→ WHAT TO PRODUCE
Write out exactly what each line says, starting with the first line below and ending on the one with "Hello team Stream!".
PROVIDED DATA Block Start
PR #1157, opened 2021-09-06
Add MessageInputState.setText

amccloud:
# Submit a pull request

## CLA

- [ ] Code changes are tested (I didn't see a place to add test for this case)

Hello team Stream!

I've spent the weekend trying to simply update the initial text in `MessageInput`. I know that with even just vanilla react this could be difficult as you're sorta in between a controlled and uncontrolled input. My first approach was to work with the textarea ref directly, but things get out of sync quickly

Once I stumbled on `MessageInputeState.insertText`, I was able to get most things working to insert my initial value. The problem is I'd like to re-run the same logic over again if the user chooses another option. As expected with `insertText`, this just accumulates initial values

```js
useEffect(() => {
  if (
    annotation &&
    annotation.start &&
  ) {
    messageInputContext.setText(""); // I'd really like to clear the textarea here, so I can re-run this if annotation.start changes
    messageInputContext.insertText(secondsLabel(annotation.start)); // seconds label e.g. 1:30
  }
}, [annotation]);
```

From what I can tell there is currently no way to clear or update MessageInput text? This PR introduces both capabilities by exposing `setText` from the reducer as `MessageInputState.setText`

- Add MessageInputState.setText


DanC5:
Hello @amccloud, sorry for the delayed response. I've been traveling this week so my schedule has been a bit weird. On first glance this looks like a good feature add. I'll dive into it more deeply early next week then if it makes sense we'll get something pushed in a release. Thanks for the contribution!

DanC5:
@amccloud Thanks for the contribution! I've actually reached for something similar in the past, so it definitely makes sense to add this. I've tweaked the typing slightly and added the new context value to our docs in this PR, https://github.com/GetStream/stream-chat-react/pull/1184.

I'm going to make a release later this morning, so look for v6.8.0, thanks!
PROVIDED DATA Block End
→ RESPONSE FOR THIS EXERCISE
PR #1157, opened 2021-09-06
Add MessageInputState.setText

amccloud:
# Submit a pull request

## CLA

- [ ] Code changes are tested (I didn't see a place to add test for this case)

Hello team Stream!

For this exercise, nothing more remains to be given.